Mas, apesar daquelas palavras, a curiosidade da mulher aumentava; não mais resistindo, esperou
que o marido saísse de casa e correu para abrir a caixa proibida. Mal ergueu a tampa, Pandora deu um
grito de pavor e do interior da caixa saíram monstros horríveis: o Mal, a Fome, o Ódio, a Doença, a
Vingança, a Loucura, a inveja, a violência, a ganância e muitos outros espíritos maléficos.

Quando voltou a lacrar a caixa, conseguiu prender ali um único espírito, a Esperança. Assim, então,
tudo aconteceu exatamente conforme Zeus havia planejado. Usou a curiosidade e a mentira de Pandora
para espalhar o mal sobre o mundo, tornando os homens duros de coração e cruéis, castigando Prometeu
e toda a humanidade. Pandora ainda tentou fechar a caixa, mas só conseguiu prender a esperança.
O HOMEM QUE ESPALHOU O DESERTO

Quando menino, costumava apanhar a tesoura da mãe e ia para o quintal, cortando folhas das
árvores. Havia mangueiras, abacateiros, ameixeiras, pessegueiros e até mesmo jabuticabeiras. Um quintal
enorme, que parecia uma chácara e onde o menino passava o dia cortando folhas.

A mãe gostava, assim ele não ia para a rua, não andava em más companhias. E sempre que o
menino apanhava o seu caminhão de madeira (naquele tempo, ainda não havia os caminhões de plástico,
felizmente) e cruzava o portão, a mãe corria com a tesoura: tome, filhinho, venha brincar com as suas
folhas. Ele voltava e cortava. As árvores levavam vantagem, porque eram imensas e o menino pequeno.
O seu trabalho rendia pouco, apesar do dia-a-dia, constante, de manhã à noite.

Mas o menino cresceu, ganhou tesouras maiores. Parecia determinado, à medida que o tempo
passava, a acabar com as folhas todas. Dominado por uma estranha impulsão, ele não queria ir à escola,
não queria ir ao cinema, não tinha namoradas ou amigos. Apenas tesouras, das mais diversas qualidades
e tipos. Dormia com elas no quarto. (…)

Só que, agora, ele era maior e as árvores começaram a perder. Ele demorou apenas uma semana
para limpar a jabuticabeira. Quinze dias para a mangueira menor e vinte e cinco para a maior. Quarenta
dias para o abacateiro que era imenso, tinha mais de cinquenta anos. E seis meses depois, quando
concluiu, já a jabuticabeira tinha novas folhas e ele precisou recomeçar.
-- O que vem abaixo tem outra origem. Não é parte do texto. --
Issue #263, opened 2017-05-06
warn when the front-end sends a notification instead of a request


eyelash:
When the front-end sends a notification but the core expects a request, the request will be processed but the response will be silently dropped.

[Relevant code](https://github.com/google/xi-editor/blob/1f610e23e38fc1311eefb9c4e8d2498d4c111453/rust/core-lib/src/lib.rs#L90)

cmyr:
Anyone interested: this is only really a problem for people developing a frontend. Adding a print_err! here would be a good first step.

zombiefungus:
Is this noob-could-fix (like myself) issue?

cmyr:
@zombiefungus yes, this should be a very simple change. Let me know if you have any questions, or ask in the irc channel (irc.mozilla.org, #xi)

PR #280, opened 2017-05-09
Print error if notification returns a value (#263)

zombiefungus:


rust/core-lib/src/lib.rs
```diff
@@ -86,8 +86,11 @@ impl<W: Write + Send + 'static> Handler<W> for MainState<W> {
     fn handle_notification(&mut self, ctx: RpcCtx<W>, method: &str, params: &Value) {
         match Request::from_json(method, params) {
             Ok(req) => {
-                let _ = self.handle_req(req, ctx.get_peer());
-                // TODO: should check None
+                if let Some(value) = self.handle_req(req, ctx.get_peer()) {
+                    if !value.is_null() {
```
cmyr: We should print the error even if the actual value is `Null`, because it is still a violation of the protocol.

raphlinus:
Always nice to have greater transparency into error conditions, thanks!

PR #116, opened 2025-09-05
Logger refactoring

FilippoAiraldi:
Refactoring of the logger class (in `leap_c/utils/logger.py`) to improve efficiency and to remove unnecessary (optional) packages

In particular, [commit 26abb45](https://github.com/FilippoAiraldi/leap-c/commit/26abb45aecd85dd5fb405e10a8429b92067cd871) 
- replaces lists with `deque`, allowing for a much faster deletion of elements in the front (`deque.popleft` runs in `O(1)`, while `del list[0]` in `O(n)`).
- unifies timestamps and statistics in a single `deque` of 2-tuples, so that we only have to pop from one `deque` instead of two
- introduces an additional running sum for each statistics. At the cost of a bit more memory, keeping a running sum allows for faster computation of the average over a window without the need of iterating over said window.

[Commit 55d03d5](https://github.com/FilippoAiraldi/leap-c/commit/55d03d59b74830f8d9cabd5e611bf71e6532aa4e) moves imports for `wandb` and `torch.utils.tensorboard` inside their respective conditional blocks/functions. Previously, even if not activated (e.g., only logging to CSV), these would be imported and could result in an ImportError if the user did not install them.

### DIFF
--- a/leap_c/utils/logger.py
+++ b/leap_c/utils/logger.py
@@ -1,5 +1,5 @@
 import bisect
-from collections import defaultdict
+from collections import defaultdict, deque
 from collections.abc import Generator
 from dataclasses import dataclass, field
 from pathlib import Path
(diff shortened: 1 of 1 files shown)


dirkpr:
Good stuff!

Certa noite, regressando do quintal agora silencioso, porque o desbastamento das árvores tinha
afugentado pássaros e destruído ninhos, ele concluiu que de nada adiantaria podar as folhas. Elas se
recomporiam sempre. É uma capacidade da natureza, morrer e reviver. Como o seu cérebro era diminuto,
ele demorou meses para encontrar a solução: um machado.

Numa terça-feira, bem cedo, que não era de perder tempo, começou a derrubada do abacateiro.
Levou dez dias, porque não estava habituado a manejar machados, as mãos calejaram, sangraram.
Adquirida a prática, limpou o quintal e descansou aliviado.

Mas insatisfeito, porque agora passava os dias a olhar aquela desolação, ele saiu de machado em
punho, para os arredores da cidade. Onde encontrava árvore, capões, matos atacava, limpava, deixava os
montes de lenhas arrumadinhos para quem quisesse se servir. Os donos dos terrenos não se importavam,
estavam em vias de vendê-los para fábricas ou imobiliárias e precisavam de tudo limpo mesmo.

E o homem do machado descobriu que podia ganhar a vida com o seu instrumento. Onde quer que
precisassem derrubar árvores, ele era chamado. Não parava. Contratou uma secretária para organizar
uma agenda. Depois, auxiliares. Montou uma companhia, construiu edifícios para guardar machados,
abrigar seus operários devastadores. Importou tratores e máquinas especializadas do estrangeiro. Mandou
assistentes fazerem cursos nos Estados Unidos e Europa. Eles voltaram peritos de primeira linha. E
trabalhavam, derrubavam. Foram do sul ao norte, não deixando nada em pé.

Onde quer que houvesse uma folha verde, lá estava uma tesoura, um machado, um aparelho
eletrônico para arrasar. E enquanto ele ficava milionário, o país se transformava num deserto, terra
calcinada. E então, o governo, para remediar, mandou buscar em Israel técnicos especializados em tornar
férteis as terras do deserto. E os homens mandaram plantar árvores.

E enquanto as árvores eram plantadas, o homem do machado ensinava ao filho a sua profissão.